* _WORK ITEM_: Output every record exactly, and nothing more.

* _THE RECORDS_:
--- START ---

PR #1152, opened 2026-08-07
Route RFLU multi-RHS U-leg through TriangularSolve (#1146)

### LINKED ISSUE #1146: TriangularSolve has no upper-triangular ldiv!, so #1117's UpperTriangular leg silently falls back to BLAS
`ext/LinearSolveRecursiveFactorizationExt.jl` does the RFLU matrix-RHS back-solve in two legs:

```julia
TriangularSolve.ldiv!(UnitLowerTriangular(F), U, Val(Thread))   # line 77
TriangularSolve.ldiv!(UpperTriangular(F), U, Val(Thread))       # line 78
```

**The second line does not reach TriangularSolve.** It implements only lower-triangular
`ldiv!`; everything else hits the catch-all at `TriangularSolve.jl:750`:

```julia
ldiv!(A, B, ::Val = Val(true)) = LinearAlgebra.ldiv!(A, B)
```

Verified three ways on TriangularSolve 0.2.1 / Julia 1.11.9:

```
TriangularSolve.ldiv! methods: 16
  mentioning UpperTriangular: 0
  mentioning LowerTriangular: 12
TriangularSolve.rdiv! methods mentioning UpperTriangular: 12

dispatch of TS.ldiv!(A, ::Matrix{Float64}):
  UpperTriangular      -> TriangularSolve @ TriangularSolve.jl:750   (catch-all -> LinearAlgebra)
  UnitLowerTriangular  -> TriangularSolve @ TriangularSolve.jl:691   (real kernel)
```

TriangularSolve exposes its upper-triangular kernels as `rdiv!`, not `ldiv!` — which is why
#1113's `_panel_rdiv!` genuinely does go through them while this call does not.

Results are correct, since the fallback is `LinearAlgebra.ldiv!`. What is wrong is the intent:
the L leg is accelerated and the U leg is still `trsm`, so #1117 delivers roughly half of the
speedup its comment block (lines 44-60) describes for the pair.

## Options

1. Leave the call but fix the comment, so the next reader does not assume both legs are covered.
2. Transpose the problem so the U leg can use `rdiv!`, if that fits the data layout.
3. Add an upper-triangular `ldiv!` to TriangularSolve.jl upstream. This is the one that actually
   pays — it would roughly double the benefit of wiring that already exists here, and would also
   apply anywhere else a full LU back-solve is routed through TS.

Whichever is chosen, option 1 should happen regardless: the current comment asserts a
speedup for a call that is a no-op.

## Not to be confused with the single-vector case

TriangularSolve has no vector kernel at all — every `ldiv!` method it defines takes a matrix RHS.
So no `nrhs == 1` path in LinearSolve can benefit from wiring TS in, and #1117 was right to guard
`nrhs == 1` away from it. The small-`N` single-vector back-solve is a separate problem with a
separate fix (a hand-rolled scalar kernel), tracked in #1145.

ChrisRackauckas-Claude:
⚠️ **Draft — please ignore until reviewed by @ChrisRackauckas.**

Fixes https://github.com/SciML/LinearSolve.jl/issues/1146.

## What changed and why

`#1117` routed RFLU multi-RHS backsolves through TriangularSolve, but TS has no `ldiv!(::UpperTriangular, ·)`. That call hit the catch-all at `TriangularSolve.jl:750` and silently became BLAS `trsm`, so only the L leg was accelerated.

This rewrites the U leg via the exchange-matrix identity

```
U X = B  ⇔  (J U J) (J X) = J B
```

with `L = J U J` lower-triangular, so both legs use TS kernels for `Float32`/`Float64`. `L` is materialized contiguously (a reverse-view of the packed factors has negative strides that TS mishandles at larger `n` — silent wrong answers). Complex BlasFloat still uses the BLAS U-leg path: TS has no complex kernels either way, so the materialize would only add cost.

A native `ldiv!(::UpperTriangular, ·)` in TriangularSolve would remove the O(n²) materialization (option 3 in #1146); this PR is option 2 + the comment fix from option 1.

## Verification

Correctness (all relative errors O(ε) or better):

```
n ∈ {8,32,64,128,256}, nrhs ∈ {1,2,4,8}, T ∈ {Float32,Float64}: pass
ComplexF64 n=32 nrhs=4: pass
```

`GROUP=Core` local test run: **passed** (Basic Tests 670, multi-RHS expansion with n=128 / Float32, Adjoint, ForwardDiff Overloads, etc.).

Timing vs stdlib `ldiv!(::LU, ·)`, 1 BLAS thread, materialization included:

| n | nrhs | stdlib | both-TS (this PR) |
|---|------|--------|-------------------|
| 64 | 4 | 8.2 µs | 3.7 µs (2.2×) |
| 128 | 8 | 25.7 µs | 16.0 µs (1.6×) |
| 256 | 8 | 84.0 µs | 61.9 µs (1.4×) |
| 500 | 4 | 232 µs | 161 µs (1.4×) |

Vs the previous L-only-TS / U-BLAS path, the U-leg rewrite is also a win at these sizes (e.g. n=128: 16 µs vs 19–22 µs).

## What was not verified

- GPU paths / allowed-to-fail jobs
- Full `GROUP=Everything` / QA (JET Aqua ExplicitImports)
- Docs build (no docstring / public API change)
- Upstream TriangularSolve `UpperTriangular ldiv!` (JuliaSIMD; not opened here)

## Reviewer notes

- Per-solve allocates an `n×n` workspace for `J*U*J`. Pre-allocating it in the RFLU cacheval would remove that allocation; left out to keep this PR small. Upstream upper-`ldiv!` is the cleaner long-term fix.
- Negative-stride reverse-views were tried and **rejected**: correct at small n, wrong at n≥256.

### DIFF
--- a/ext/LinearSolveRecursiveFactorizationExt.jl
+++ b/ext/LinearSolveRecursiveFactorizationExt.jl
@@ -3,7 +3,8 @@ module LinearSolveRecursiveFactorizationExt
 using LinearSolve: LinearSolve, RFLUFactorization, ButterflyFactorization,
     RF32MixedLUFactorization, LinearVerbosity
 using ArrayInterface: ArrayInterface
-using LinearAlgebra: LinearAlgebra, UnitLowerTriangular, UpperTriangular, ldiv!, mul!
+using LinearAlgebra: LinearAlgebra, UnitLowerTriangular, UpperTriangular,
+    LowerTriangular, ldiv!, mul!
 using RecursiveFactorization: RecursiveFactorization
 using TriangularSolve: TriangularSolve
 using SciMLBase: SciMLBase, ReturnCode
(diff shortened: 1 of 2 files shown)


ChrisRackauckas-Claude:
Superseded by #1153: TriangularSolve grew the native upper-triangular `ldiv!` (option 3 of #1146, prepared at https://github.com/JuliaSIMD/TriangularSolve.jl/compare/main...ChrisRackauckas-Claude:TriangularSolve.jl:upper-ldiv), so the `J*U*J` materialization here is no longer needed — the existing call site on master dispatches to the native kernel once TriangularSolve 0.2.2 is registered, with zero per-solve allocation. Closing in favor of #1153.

--- END ---

* _THE COMPLETED TASK_:
PR #1152, opened 2026-08-07
Route RFLU multi-RHS U-leg through TriangularSolve (#1146)

### LINKED ISSUE #1146: TriangularSolve has no upper-triangular ldiv!, so #1117's UpperTriangular leg silently falls back to BLAS
`ext/LinearSolveRecursiveFactorizationExt.jl` does the RFLU matrix-RHS back-solve in two legs:

```julia
TriangularSolve.ldiv!(UnitLowerTriangular(F), U, Val(Thread))   # line 77
TriangularSolve.ldiv!(UpperTriangular(F), U, Val(Thread))       # line 78
```

**The second line does not reach TriangularSolve.** It implements only lower-triangular
`ldiv!`; everything else hits the catch-all at `TriangularSolve.jl:750`:

```julia
ldiv!(A, B, ::Val = Val(true)) = LinearAlgebra.ldiv!(A, B)
```

Verified three ways on TriangularSolve 0.2.1 / Julia 1.11.9:

```
TriangularSolve.ldiv! methods: 16
  mentioning UpperTriangular: 0
  mentioning LowerTriangular: 12
TriangularSolve.rdiv! methods mentioning UpperTriangular: 12

dispatch of TS.ldiv!(A, ::Matrix{Float64}):
  UpperTriangular      -> TriangularSolve @ TriangularSolve.jl:750   (catch-all -> LinearAlgebra)
  UnitLowerTriangular  -> TriangularSolve @ TriangularSolve.jl:691   (real kernel)
```

TriangularSolve exposes its upper-triangular kernels as `rdiv!`, not `ldiv!` — which is why
#1113's `_panel_rdiv!` genuinely does go through them while this call does not.

Results are correct, since the fallback is `LinearAlgebra.ldiv!`. What is wrong is the intent:
the L leg is accelerated and the U leg is still `trsm`, so #1117 delivers roughly half of the
speedup its comment block (lines 44-60) describes for the pair.

## Options

1. Leave the call but fix the comment, so the next reader does not assume both legs are covered.
2. Transpose the problem so the U leg can use `rdiv!`, if that fits the data layout.
3. Add an upper-triangular `ldiv!` to TriangularSolve.jl upstream. This is the one that actually
   pays — it would roughly double the benefit of wiring that already exists here, and would also
   apply anywhere else a full LU back-solve is routed through TS.

Whichever is chosen, option 1 should happen regardless: the current comment asserts a
speedup for a call that is a no-op.

## Not to be confused with the single-vector case

TriangularSolve has no vector kernel at all — every `ldiv!` method it defines takes a matrix RHS.
So no `nrhs == 1` path in LinearSolve can benefit from wiring TS in, and #1117 was right to guard
`nrhs == 1` away from it. The small-`N` single-vector back-solve is a separate problem with a
separate fix (a hand-rolled scalar kernel), tracked in #1145.

ChrisRackauckas-Claude:
⚠️ **Draft — please ignore until reviewed by @ChrisRackauckas.**

Fixes https://github.com/SciML/LinearSolve.jl/issues/1146.

## What changed and why

`#1117` routed RFLU multi-RHS backsolves through TriangularSolve, but TS has no `ldiv!(::UpperTriangular, ·)`. That call hit the catch-all at `TriangularSolve.jl:750` and silently became BLAS `trsm`, so only the L leg was accelerated.

This rewrites the U leg via the exchange-matrix identity

```
U X = B  ⇔  (J U J) (J X) = J B
```

with `L = J U J` lower-triangular, so both legs use TS kernels for `Float32`/`Float64`. `L` is materialized contiguously (a reverse-view of the packed factors has negative strides that TS mishandles at larger `n` — silent wrong answers). Complex BlasFloat still uses the BLAS U-leg path: TS has no complex kernels either way, so the materialize would only add cost.

A native `ldiv!(::UpperTriangular, ·)` in TriangularSolve would remove the O(n²) materialization (option 3 in #1146); this PR is option 2 + the comment fix from option 1.

## Verification

Correctness (all relative errors O(ε) or better):

```
n ∈ {8,32,64,128,256}, nrhs ∈ {1,2,4,8}, T ∈ {Float32,Float64}: pass
ComplexF64 n=32 nrhs=4: pass
```

`GROUP=Core` local test run: **passed** (Basic Tests 670, multi-RHS expansion with n=128 / Float32, Adjoint, ForwardDiff Overloads, etc.).

Timing vs stdlib `ldiv!(::LU, ·)`, 1 BLAS thread, materialization included:

| n | nrhs | stdlib | both-TS (this PR) |
|---|------|--------|-------------------|
| 64 | 4 | 8.2 µs | 3.7 µs (2.2×) |
| 128 | 8 | 25.7 µs | 16.0 µs (1.6×) |
| 256 | 8 | 84.0 µs | 61.9 µs (1.4×) |
| 500 | 4 | 232 µs | 161 µs (1.4×) |

Vs the previous L-only-TS / U-BLAS path, the U-leg rewrite is also a win at these sizes (e.g. n=128: 16 µs vs 19–22 µs).

## What was not verified

- GPU paths / allowed-to-fail jobs
- Full `GROUP=Everything` / QA (JET Aqua ExplicitImports)
- Docs build (no docstring / public API change)
- Upstream TriangularSolve `UpperTriangular ldiv!` (JuliaSIMD; not opened here)

## Reviewer notes

- Per-solve allocates an `n×n` workspace for `J*U*J`. Pre-allocating it in the RFLU cacheval would remove that allocation; left out to keep this PR small. Upstream upper-`ldiv!` is the cleaner long-term fix.
- Negative-stride reverse-views were tried and **rejected**: correct at small n, wrong at n≥256.

### DIFF
--- a/ext/LinearSolveRecursiveFactorizationExt.jl
+++ b/ext/LinearSolveRecursiveFactorizationExt.jl
@@ -3,7 +3,8 @@ module LinearSolveRecursiveFactorizationExt
 using LinearSolve: LinearSolve, RFLUFactorization, ButterflyFactorization,
     RF32MixedLUFactorization, LinearVerbosity
 using ArrayInterface: ArrayInterface
-using LinearAlgebra: LinearAlgebra, UnitLowerTriangular, UpperTriangular, ldiv!, mul!
+using LinearAlgebra: LinearAlgebra, UnitLowerTriangular, UpperTriangular,
+    LowerTriangular, ldiv!, mul!
 using RecursiveFactorization: RecursiveFactorization
 using TriangularSolve: TriangularSolve
 using SciMLBase: SciMLBase, ReturnCode
(diff shortened: 1 of 2 files shown)


ChrisRackauckas-Claude:
Superseded by #1153: TriangularSolve grew the native upper-triangular `ldiv!` (option 3 of #1146, prepared at https://github.com/JuliaSIMD/TriangularSolve.jl/compare/main...ChrisRackauckas-Claude:TriangularSolve.jl:upper-ldiv), so the `J*U*J` materialization here is no longer needed — the existing call site on master dispatches to the native kernel once TriangularSolve 0.2.2 is registered, with zero per-solve allocation. Closing in favor of #1153.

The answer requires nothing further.